Six months ago I wrote a post about my favourite eateries in Krakow and that post was an absolute win. I shared it around and heard back from friends visiting the Polish city that it had actually helped them more than random reviews on TripAdvisor. I guess that word of mouth from a friend, even though in the form of a blog post, is still perceived as pretty valuable advice. So I recently returned to Krakow for a wedding and decided to do it again and indulge in my favourite activity while in Krakow – eating out – for the sake of my blog.
The previous post’s focus was on the restaurants and bars I had loved when I was living and working in Krakow. Those I took my guests to and I myself kept going back to during the 2 years I spent there. This time I wanted to focus on something different, so I decided to explore a more hipster side of Krakow’s food scene.
A French bakery and café
Back in December, when I was preparing the materials for my previous post, a friend took me to a totally new place. Although I did take some photos of the café we visited, I decided not to include it in my post as I wanted to focus on the restaurants of my “old” days. In fact, when I was living in Krakow that place didn’t even exist there. So on my recent trip I paid my second visit to Bonjour Çava on ulica Dolnych Młynów 10/7c.
Bonjour Çava is a French café that specialises in pies and tarts, both sweet and savoury. Since I like my breakfast sweet, I visited in the morning and had a nice cup of cappuccino and a slice of coconut pie. As I said before, this café did not exist there before 2014, when I moved out of Poland. Nor did all the other pubs and restaurants nearby, enclosed within the same area on ulica Dolnych Młynów.
Dolnych Młynów and the Tytano complex
I used to walk down ulica Dolnych Młynów quite often, it was my fastest way to the city centre. The abandoned buildings of the old cigarette factory run along quite a portion of the street and always gave it that gloomy and desolate look. I used to peek into the front yard and admire as well as pity all that industrial architecture standing there, abandoned. The cigarette factory was founded in 1876, it survived both wars and during its years of maximum productivity employed over a thousand workers (90% of them women). It eventually closed operations in 2002 and its buildings were left abandoned and unused until the summer of 2016, when Tytano Foundation managed to rent the space to locate there start-ups, microcompanies, co-working areas, artist’s workshops and restaurants. Their main goal is to keep these premises alive.
It is impressive to see how alive these old industrial buildings look these days! Neon signs, flowerbeds, beach chairs colour the old grey buildings, giving the whole area a new look. In the night it looks even more spectacular, when all the lights are on and the restaurants get crowded with people. I met the same friend I had met back in December there again, and she told me that on Friday and Saturday nights it’s almost impossible to find a place to sit. We checked out MashRoom, had a signature tap cocktail and a chicken quesadilla with peanut sauce that was to die for. (I went back the following day to have one more quesadilla before leaving Krakow again, just sayin’.)

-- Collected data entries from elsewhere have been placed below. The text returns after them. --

PR #345, opened 2022-07-18
update uninstall.sh, compatibility to ubuntu 22.04

WirtaxYT:
compatibility to ubuntu 22.04, I have checked the compatibility by modifying the raw and it has worked perfectly in ubuntu 22.04

compatibility to ubuntu 22.04

Fixes #??
compatibility to ubuntu 22.04

### DIFF
--- a/uninstall.sh
+++ b/uninstall.sh
@@ -138,7 +138,7 @@ check_os_comp() {
   case "$OS" in
   ubuntu)
     [ "$OS_VER_MAJOR" == "18" ] && SUPPORTED=true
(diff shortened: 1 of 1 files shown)


vilhelmprytz (changes requested):
Thanks for the contribution! We'd like to support both Ubuntu 20.04 and 22.04, but this PR allows 22.04 while removing 20.04. Do you think you could modify the PR to allow both?

WirtaxYT:
Well, it is not necessary, the already modified command works without errors, I have tested it myself

Linux123123:
LGTM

Kazimierz, the heart of the Krakow movida
So I had a wonderful day that started with coconut pie and ended with cocktails and quesadillas – how about the rest of my time in between those meals? I hopped on a tram and headed to Kazimierz, the Jewish district. Every visitor to the beautiful Polish city becomes soon familiar with the lively spirit of bustling Kazimierz, the neighbourhood that hosts some of the most famous restaurants and pubs in Krakow. It is the perfect location for a night out, especially on those summer days when the sun sets late in the evening. But I used to love it all year round, really.
My favourite place in Kazimierz is Alchemia, a hauntingly beautiful bar with a concert room in the basement. It is where Editors filmed their music video to the song You Don’t Know Love, and at night candles are the only source of light. The only reason why Alchemia didn’t make it to my previous post is because I had chosen a different pub for their awesome selection of beers (here, in case you missed it). Now I want to talk about their restaurant.
A few years ago, just around the corner (literally) from the historic Alchemia pub, the restaurant Alchemia Od Kuchni was launched. With its internationally inspired menu and peculiar interior décor, Alchemia Od Kuchni rightfully owns the term hipster in all its best meanings. Sitting there and having a meal feels like being inside a design magazine. You know, one of those artsy independent press papers you can find at trendy universities.
The food is amazing. Their menu varies seasonally and features recipes and ingredients from various international culinary traditions. For example, when we visited this time, my boyfriend had pad thai (served on a very Polish enamel plate) and I went for a mixed salad with grilled manouri cheese and walnuts. Two years ago I had sampled a salad with halloumi cheese and grilled watermelon and I still dream of it.
The whole district of Kazimierz was a dodgy area back in the 90’s. Not safe and not popular. Slowly, things started to change and now it is one of the most fashionable parts of the city. Hip bars line the streets of this district, being authentic tourist attractions themselves. I like to think that the same future awaits the Tytano complex on ulica Dolnych Młynów. Time will tell.